Earlier on May 9, while announcing its results for the March quarter, ICICI Bank had stated that it would look at further strengthening the balance sheet as opportunities arise.
“In line with this intent and pursuant to an approval granted by the board, the bank has today divested 18,000,000 equity shares of face value of Rs 10 each of ICICI Lombard General Insurance Company, representing 3.96 per cent of its equity share capital at March 31, on the stock exchange for an approximate total consideration of Rs 22.50 billion,” ICICI Bank said.
Following the deal, the bank’s shareholding in ICICI Lombard General Insurance Company has fallen to 51.9 per cent. The private lender held 55.86 per cent stake in the general insurance company as of March 31, BSE data suggests.

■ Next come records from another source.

Issue #6271, opened 2021-03-11
[github-actions] test_advertising_proxy.py fails intermittently


jwhui:
**Describe the bug**

tests/scripts/thread-cert/border_router/test_advertising_proxy.py fails intermittently.

**Console/log output**

- [logs_60121.zip](https://github.com/openthread/openthread/files/6124867/logs_60121.zip)
- [thread-border-router-results.zip](https://github.com/openthread/openthread/files/6124868/thread-border-router-results.zip)

brianljt:
Another failed run artifacts. FYI.

[thread-border-router-results.zip](https://github.com/openthread/openthread/files/6128236/thread-border-router-results.zip)
[logs_60331.zip](https://github.com/openthread/openthread/files/6128237/logs_60331.zip)

PR #6276, opened 2021-03-12
[tests] fix advertising proxy tests

wgtdkp:
This PR addresses https://github.com/openthread/openthread/issues/6271. The cause of https://github.com/openthread/openthread/issues/6271 is that [zeroconf](https://pypi.org/project/zeroconf/) is not able ot discover the services after updating the host adress. zeroconf was working but maybe there are updates to the GitHub Action containers and it fails now.

We fixed this issue by replacing `zeroconf` with `dns-sd`.

### DIFF
--- a/tests/scripts/thread-cert/node.py
+++ b/tests/scripts/thread-cert/node.py
@@ -39,7 +39,6 @@ import time
 import traceback
 import unittest
 from typing import Union, Dict, Optional, List
-from zeroconf import Zeroconf, ServiceInfo
 
 import pexpect
 import pexpect.popen_spawn
@@ -302,9 +301,6 @@ class OtbrDocker:
     def _setup_sysctl(self):
         self.bash(f'sysctl net.ipv6.conf.{self.ETH_DEV}.accept_ra=2')
         self.bash(f'sysctl net.ipv6.conf.{self.ETH_DEV}.accept_ra_rt_info_max_plen=64')
-
-        # Zeroconf complains that there is not enough BUFS to subscribe multicast groups.
-        self.bash('sysctl net.ipv4.igmp_max_memberships=1024')
 
 
 class OtCli:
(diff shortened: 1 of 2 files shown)


tests/scripts/thread-cert/node.py
```diff
@@ -2727,27 +2723,52 @@ def discover_mdns_service(self, instance, name, host_name, timeout=2):
...
-                    'addresses': info.parsed_addresses()
-                }
-        finally:
-            zeroconf.close()
+
+        self.bash(f'dns-sd -Z {name} local. > /tmp/{name} 2>&1 &')
+        self.bash(f'dns-sd -G v6 {host_name}.local. > /tmp/{host_name} 2>&1 &')
+        time.sleep(timeout)
+
+        self.bash(f'pkill dns-sd')
```
simonlingoogle, line 2731:
```suggestion
        self.bash('pkill dns-sd')
```

tests/scripts/thread-cert/node.py
```diff
@@ -2727,27 +2723,52 @@ def discover_mdns_service(self, instance, name, host_name, timeout=2):
...
+        # Timestamp     A/R Flags if Hostname                               Address                                     TTL
+        # 9:38:09.274  Add     23 48 my-host.local.                         2001:0000:0000:0000:0000:0000:0000:0002%<0>  120
+        #
+        for line in self.bash(f'cat /tmp/{host_name}'):
+            elements = line.split()
+            if not elements or len(elements) < 6 or not elements[4].startswith(host_name):
+                continue
+            addresses.append(elements[5].split('%')[0])
+
+        print(addresses)
```
simonlingoogle, line 2748:
```suggestion
```
remove debugging prints ?

simonlingoogle (approved):
LGTM :+1: with nits

I am actually glad that we removed `zeroconf`.

tests/scripts/thread-cert/node.py
wgtdkp: It will be helpful if the test case fails.

jwhui (approved):
Thanks! 👍🏼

At 10 am, shares of ICICI Bank were trading 0.10 per cent higher at Rs 352.35 on BSE. Shares of ICICI Lombard fell 1.19 per cent to Rs 1,261.35.
During the March quarter, ICICI Bank made Covid-19 related provisions worth Rs 2,725 crore to further strengthen the balance sheet. The provisions made by the bank were more than the requirement as per the Reserve Bank of India’s guideline dated April 17.

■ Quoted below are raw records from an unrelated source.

PR #6280, opened 2021-03-15
[border-router] send at least one router solicitation

wgtdkp:
Per section 6.3 of RFC 4861:

> a host SHOULD send at least one solicitation in the case where an
advertisement is received prior to having sent a solicitation. Responses
to solicited advertisements may contain more information than unsolicited
advertisements.

In the Thread BR case, there seems no difference between solicited and unsolicited
RA. But consider that there are multiple BRs on the infra link, we may not learn
RIOs of other BRs if the router discovery process is stopped immediately
before sending any RS messages because of receiving an unsolicited RA.

This change ensures that at least one RS message will sent once started
the router discovery process.

### DIFF
--- a/src/core/border_router/routing_manager.cpp
+++ b/src/core/border_router/routing_manager.cpp
@@ -1122,12 +1122,18 @@ bool RoutingManager::AddDiscoveredPrefix(const Ip6::Prefix &aPrefix,
 
         SuccessOrExit(AddExternalRoute(aPrefix, aRoutePreference));
 
-        if (aIsOnLinkPrefix)
+        if (aIsOnLinkPrefix && mRouterSolicitCount > 0)
         {
             // Stop Router Solicitation if we discovered a valid on-link prefix.
             // Otherwise, we wait till the Router Solicitation process times out.
             // So the maximum delay before the Border Router starts advertising
-            // its own on-link prefix is 9 (4 + 4 + 1) seconds.
+            // its own on-link prefix is 10 seconds = RS_DELAY (1) + RS_INTERNAL (4)
+            // + RS_INTERVAL (4) + RS_DELAY (1).
+            //
+            // Always send at least one RS message so that all BRs will respond.
+            // Consider that there are multiple BRs on the infra link, we may not learn
+            // RIOs of other BRs if the router discovery process is stopped immediately
+            // before sending any RS messages because of receiving an unsolicited RA.
             mRouterSolicitTimer.Stop();
         }
 


simonlingoogle (approved):
LGTM :+1:

src/core/border_router/routing_manager.cpp
```diff
@@ -1129,12 +1129,17 @@ bool RoutingManager::AddDiscoveredPrefix(const Ip6::Prefix &aPrefix,
...
             // Stop Router Solicitation if we discovered a valid on-link prefix.
             // Otherwise, we wait till the Router Solicitation process times out.
             // So the maximum delay before the Border Router starts advertising
-            // its own on-link prefix is 9 (4 + 4 + 1) seconds.
+            // its own on-link prefix is 10 seconds = RS_DELAY (1) + RS_INTERNAL (4)
+            // + RS_INTERVAL (4) + RS_DELAY (1).
+            //
+            // Per section 6.3 of RFC 4861, a host SHOULD send at least one
+            // solicitation in the case where an advertisement is received
+            // prior to having sent a solicitation.
```
jwhui, line 1142: The purpose of this is because: 
```
   Responses to solicited advertisements may contain more information
   than unsolicited advertisements.
```
Are there situations where we might be missing information if we do not send the Router Solicitation?

wgtdkp: Consider that there are multiple border routers on the infra link, we may miss RIOs of other BRs if an unsolicited RA is received and we stop sending RS immediately. Always sending RS so that every RSs will response. Thoughts?

jwhui: Yes, that makes sense. However, I think this is a different reason than what the comment suggests. How about updating the comment to reflect the true purpose of requiring an RS?

src/core/border_router/routing_manager.cpp
```diff
@@ -1122,12 +1122,22 @@ bool RoutingManager::AddDiscoveredPrefix(const Ip6::Prefix &aPrefix,
...
+            // + RS_INTERVAL (4) + RS_DELAY (1).
+            //
+            // Per section 6.3 of RFC 4861, a host SHOULD send at least one
+            // solicitation in the case where an advertisement is received prior
+            // to having sent a solicitation. Because responses to solicited
+            // advertisements may contain more information than unsolicited
+            // advertisements. For example, if there are multiple BRs on the same
+            // infra link, we will miss RIOs of other BRs if an unsolicited RA is
+            // received and the router discovery process is stopped immediately.
+            // Always sending at least one RS message so that all BRs will respond.
```
jwhui, line 1140:
```suggestion
            // advertisements. In addition, if there are multiple BRs on the same
            // infra link, we may not learn RIOs of other BRs if an unsolicited RA is
            // received and the router discovery process is stopped immediately.
            // Always sending at least one RS message so that all BRs will respond.
```

Note that the RS has two purposes:
1. To ask the router to provide all information in the RA.
2. To ask other routers to send RAs.

I tried to make a minor tweak to the comment to ensure that both are captured.

src/core/border_router/routing_manager.cpp
wgtdkp: @jwhui Thanks for the suggestion! I updated the comments accordingly, PTAL.

src/core/border_router/routing_manager.cpp
wgtdkp: Sorry I made a new force push that removed the mention of RFC 4861 requirements, do you think we should keep it?

jwhui: I think what you have in the PR now (without the mention of RFC 4861) is good. Thanks!

jwhui (approved):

For the quarter, the private lender posted a 26.03 per cent year-on-year (YoY) rise in standalone profit at Rs 1,221.36 crore for the quarter ended March 31. The profit figure stood at Rs 969.06 crore for the same period last year.
Net interest income rose 17 per cent YoY to Rs 8,927 crore in Q4FY20 from Rs 7,620 crore in the corresponding quarter last year. Net interest margin stood at 3.87 per cent against 3.72 per cent posted in the year-ago quarter.